During the 1950s, rock and roll created
a cultural phenomenon in American society. To many Americans, the emergence of
this thunderous and rollicking music represented sex, drugs, and racial
integration. In his book, All Shook Up,
How Rock ’N’ Roll Changed America, Glenn Altschuler argued that rock and
roll created conflict, at times making it worse and at other times lessening
it. Altschuler focuses on several major issues with which the music genre intersected:
race relations, sexuality, corruption of youth, and popular culture. Altschuler’s
assessment is accurate; rock and roll started a firestorm of controversy, especially
for race relations, generational values, and popular culture. Yet most
importantly, the social conflicts that rock and roll provoked turned into a
positive cultural revolution in American society. Rock and roll united blacks
and whites, gave teens their own special identity, and redefined a new teen culture.
Throughout
his book, Altschuler emphasizes and explores how rock and roll altered America,
especially when it came to race. Rock and roll was a musical genre that
promoted economic opportunities and racial integration for African Americans. Altschuler
argues that “rock ’n’ roll remained a highly visible and contested arena for
struggles over racial identity and cultural and economic empowerment in the
United States.”[1]
In this assessment, the author is correct. This new music allowed African
Americans to come out from behind the shadows—it also symbolized African
American empowerment.
Not
only did the music industry allow African Americans to pursue their passions as
performers, but rock and roll also reflected changes in race relations; the
music began to erode the barriers between whites and blacks. According to
Altschuler, “rock ’n’ roll was also breaking down parochial tastes and
promoting a national culture, a phenomenon that seemed entirely salutary to
most Americans in the 1950s, because it linked universal values to racial
tolerance and integration.”[2] Music
was changing the narrow outlook on race in the minds of white Americans and it began
to undermine racial stereotypes. Even though not all embraced this form of
change and racial acceptance, it was a starting point for a new beginning for African
Americans. Harry Weinger, the bass player for the Platters, remembered white
kids going to black neighborhoods to listen to rock and roll music. The prominent
rock and roll radio station Cash Box
promoted racial integration and commended the music industry for “promoting
understanding between blacks and whites.” With growing acceptance of black
entertainers, it was rare for someone to buy a record according to the person’s
skin color.[3] Additionally, the careers of famous black
artists like Fats Domino, Little Richard and Chuck Berry, clearly showed that being
African American did not hinder their chances of achieving fame and stardom. Yet
what was opportunity for African Americans also became a source of conflict for
segregationists, particularly in the South.[4]
Some
Americans were not prepared for this social change because they were not ready
to confront problems that the nation had long ignored. Altschuler states that “rock
’n’ roll became a target of Southern segregationists, who believed that race
mixing led inevitably to miscegenation and that exposure to black culture
promoted juvenile delinquency and sexual immortality.”[5] White
Southerners portrayed rock and roll as a form of music with subliminal messages
that encouraged people to defy the social norms of race relations. The music
did unite blacks and whites, but white supremacy still existed. Calling rock
and roll “jungle music,” white supremacist groups campaigned against it by
preaching what they saw as the consequences of rock and roll. They portrayed the
music as bringing out vulgarity and animalistic tendencies of whites.
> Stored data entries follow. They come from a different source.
PR #2449, opened 2021-03-27
sidebar width become 174px to 195px

yuki-kimoto:


mohawk2:
I think #2450 is a better approach.

haarg:
I've merged #2450, so this is no longer needed.

oalders:
Thanks for all of your help with this, @yuki-kimoto!

PR #2450, opened 2021-03-28
fix sidebar width

haarg:
This fixes the sidebar width to match the new font size. It adjusts various css rules to be calculated based on the sidebar width, rather than hard coded. It also changes the sidebar width to be calculated based on the font size.

Replaces #2449


mohawk2 (dismissed):

mohawk2:
Looks good! On 5.30 it's failing `t/controller/changes.t` with:

```
#   Failed test 'link to suggested release'
#   at t/controller/changes.t line 44.
#                   ''
#     doesn't match '(?^:/test-dist-name-that-does-not-exist-i-hope$)'
```

haarg:
That error is due to the new release of Template::Alloy and not related to this PR. master is now failing its tests as well for the same reason.

PR #2452, opened 2021-04-12
remove mirrors page

haarg:
The CPAN mirror network has been retired, and now only www.cpan.org is a
listed mirror.


oalders (approved):
🌐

Segregationists argued that rock and roll came from Africa and was
strategically designed to incite racial hostility in America. The music would turn
white Americans into “savages.” Rock and roll created some hostility and
tension during the civil rights era because it divided Americans who supported
racial integration from those who did not.[6]
Generational
values also became a major conflict with the emergence of rock and roll; it symbolized
teenage defiance. The music empowered teenagers because the music and lyrics
resonated with them, thus creating a subculture. American society looked at
teenage subculture as a group of sexualized teens that were, as Altschuler states,
“addicted to the pleasures of the body.” Adults feared that rock and roll ruined
traditional values, made teens rebel against authority figures, and encouraged
promiscuity.[7]
To many, the music exhibited lust, passion and eroticism, even though the music
did not condone sex outside of marriage.8 Altschuler points out that
rock and roll often spoke of traditional values when it came to gender roles and
relationships between men and women. Some Americans, however, saw rock and roll
as a form of sexual expression.8
One
change from past popular music was that rock and roll lyrics were not made up
of clichés and euphemisms, but were descriptive and explicit that left nothing
to the imagination of its listeners, whereas conventional popular songs used
clichés to insinuate sexual passion.[8] For
example, three provocative songs became a hit by musicians Hank Ballard and the
Midnighters in 1954, thus notoriously branding all of their songs as being
erotic. One song by Ballard called “Work with Me Annie,” delivered explicit and
vulgar lyrics: “Annie, please don’t cheat, / Gimme all my meat, / Oo-oo-wee, so
good to me; / Work with me Annie.” The song is an example of how some rock and
roll musicians were not afraid to disguise the meaning or story of their song.[9] Rock
and roll challenged traditional values of Americans, thus leading to a movement
that focused on banning rock and roll due to its provocative content.
Some
radio stations, jukeboxes, and record stores banned the music genre that
resulted in rock and roll censorship. In order to sanitize the music, musicians
replaced provocative lyrics with clean words and magazines published articles
that focused on teenagers who still valued pre-marital abstinence.[10] The
saviors of rock and roll were white performers like Pat Boone. Boone was a rock
and roller who simultaneously exemplified the traditional values of morality
that many adults feared were being ruined by rock and roll. He was the type of
performer who held onto wholesome Christian values, preaching the “taking it
slow, very slow” approach among teens when it came to relationships, and
presented a clean cut image. What Boone represented was purity, a pure and
gentle rock and roller who sang “clean” music; he was a perfect role model for
the young generation at the time.[11]
If anything, Boone reassured parents in America that goodness in music still
existed.
The
conflict between parents and their children also created generational division.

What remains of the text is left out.